The coast up to the Quarryhead track was every bit as nice as I remembered, and fortuitously I caught up with a chap along that section who was out walking his dog. He told me he had kept to the coast all the way to Aberdour Beach a few times, which was good reassurance that I wasn’t trying something infeasible.
A blog I’d read from 2014 (the year that we didn’t try to get from Aberdour to Quarryhead) told me that there were multiple barbed wire fences to get over, but I found all of them to either have gaps or sturdy stiles now. The most difficult (relatively*; in the grand scheme of things it was a little rough, but not overly taxing) ground came between the stiles, as those enclosed areas haven’t been grazed, and there’s enough footfall to see the vaguest hint of a trod, but not enough to make it an easy stroll.
Where the map shows the historic remains of Dundarg Castle, in reality there’s a much more modern, grand house. I followed the todden line around the front of its land, then soon came upon the only really troublesome 500m stretch of this bit of coast. A couple of landslips would have been passable on the cliff side of the fence, but I wasn’t happy being so exposed, so twice I hopped over a fence into the adjacent field for a stretch (actually, the second time I walked the entire length, as it was a grazing field and thus the going was much easier than on the other side of the fence). At the end of the second field yet another not-on-the-map section of engineered coast path, running between two fences, was before me, and that led me not just to the little beach road, but adjacent to it for half a kilometre.
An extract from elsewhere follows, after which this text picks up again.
PR #22131, opened 2026-04-21
internal: Remove some `Arc`s

ChayimFriedman2:
Unfortunately, this causes `Semantics` to become invariant over its lifetime, which necessitates large changes, but the changes from `hir` downwards are mechanical and could use a skim review.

I’m impressed with all of the new sections of path that have been put in, but why oh why did they not put in an access point where the minor road meets the B-road, so that you can get onto the path that runs on the opposite side of the B-road? I thought maybe I’d just missed the access yesterday, but today I confirmed that it doesn’t exist.
Mick was once again waiting for me, with the kettle on, in New Aberdour car park and after an early lunch back to Newtonmore we headed, away from the sunshine and wind, and into dark threatening skies and stillness.
It’s a pity that (through my own laziness) I didn’t check out the bit of coast E of Macduff, but I’m pretty confident that I would have found it still impassable. Even with that omission, it was a most worthwhile trip.
(*The chap with whom I’d chatted also disclosed that he’d done the walk with his wife last year and she declared it as the worst walk she’d ever done. Given that he’s chosen to do it a number of times, which would be odd behaviour if it was a bad route, I deduced that she’s not much of a walker. Having now walked it myself, my deduction stands.)